PR #264, opened 2020-12-28
fix: prevent server orphaning

Unix4ever:
Fixes: https://github.com/talos-systems/sidero/issues/155

Introduce server finalizers, which will block server deletion until
server is deallocated.

### DIFF
--- a/app/metal-controller-manager/controllers/server_controller.go
+++ b/app/metal-controller-manager/controllers/server_controller.go
@@ -25,6 +25,7 @@ import (
 	ctrl "sigs.k8s.io/controller-runtime"
 	"sigs.k8s.io/controller-runtime/pkg/client"
 	"sigs.k8s.io/controller-runtime/pkg/controller"
+	"sigs.k8s.io/controller-runtime/pkg/controller/controllerutil"
 	"sigs.k8s.io/controller-runtime/pkg/handler"
 	"sigs.k8s.io/controller-runtime/pkg/reconcile"
 	"sigs.k8s.io/controller-runtime/pkg/source"
@@ -33,6 +34,10 @@ import (
 	metalv1alpha1 "github.com/talos-systems/sidero/app/metal-controller-manager/api/v1alpha1"
 	"github.com/talos-systems/sidero/app/metal-controller-manager/internal/power/metal"
 	"github.com/talos-systems/sidero/app/metal-controller-manager/pkg/constants"
+)
+
+const (
+	serverBindingFinalizer = "storage.finalizers.server.k8s.io"
 )
 
 // ServerReconciler reconciles a Server object.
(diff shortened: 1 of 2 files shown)


app/metal-controller-manager/controllers/server_controller.go
```diff
@@ -129,6 +145,21 @@ func (r *ServerReconciler) Reconcile(req ctrl.Request) (ctrl.Result, error) {
 		}
 	}
 
+	if s.ObjectMeta.DeletionTimestamp.IsZero() {
+		if finalizerIndex(s.ObjectMeta.Finalizers, serverBindingFinalizer) == -1 {
```
smira, line 149: There are helper methods for that already AddFinalizer, RemoveFinalizer

app/metal-controller-manager/controllers/server_controller.go
```diff
@@ -129,6 +145,21 @@ func (r *ServerReconciler) Reconcile(req ctrl.Request) (ctrl.Result, error) {
...
+			s.ObjectMeta.Finalizers = append(s.ObjectMeta.Finalizers, serverBindingFinalizer)
+			if err := r.Update(ctx, &s); err != nil {
```
smira, line 151: We are using Patch method to avoid conflicts iirc

app/metal-controller-manager/controllers/server_controller.go
Unix4ever: oh, nice, thanks :) This API is a bit in a mess, hard to find things.

app/metal-controller-manager/controllers/server_controller.go
Unix4ever: thanks, fixed.

andrewrynhard:
I would argue that this is a `fix` and should be back ported.

Unix4ever:
> I would argue that this is a fix and should be back ported.

Sure, updated commit msg and title. Regarding back port: should I do something special for that? 
I can probably cherry-pick and create another PR to merge into release.

sfyra/pkg/tests/server_class.go
```diff
@@ -234,6 +235,35 @@ func TestServerClassPatch(ctx context.Context, metalClient client.Client, cluste
...
+		require.NoError(t, metalClient.Delete(ctx, &dummyServer))
+
+		serverStillExists := true
+		labelSelector, err := labels.Parse("dummy-server=")
+		require.NoError(t, err)
+
+		dummyServers := &v1alpha1.ServerList{}
+
+		// try checking that server is still there 10 times
+		retry.Constant(10*time.Second, retry.WithUnits(1*time.Second)).Retry(func() error { // nolint:errcheck
```
smira, line 249: nit: I guess this might be simplified to check server existence in 10 seconds? we don't really need to use retry here, or we could do a simple for loop asserting that object exists on each iteration?

Plus we could use `.Get()` method instead of `List()` to get object by name directly and check that there're no errors.

smira:
> > I would argue that this is a fix and should be back ported.
> 
> Sure, updated the commit msg and the title. Regarding back port: should I do something special for that?
> I can probably cherry-pick and create another PR to merge into the release.

Make sure you're using `git cherry-pick -x` when backporting to `release-0.1` branch so that it shows the original commit id

smira (approved):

## INSTRUCTIONS TO FOLLOW
Throughout the data above, copy all lines where the word "ported" is found.

## EXERCISE RESPONSE
I would argue that this is a `fix` and should be back ported.
> I would argue that this is a fix and should be back ported.
> > I would argue that this is a fix and should be back ported.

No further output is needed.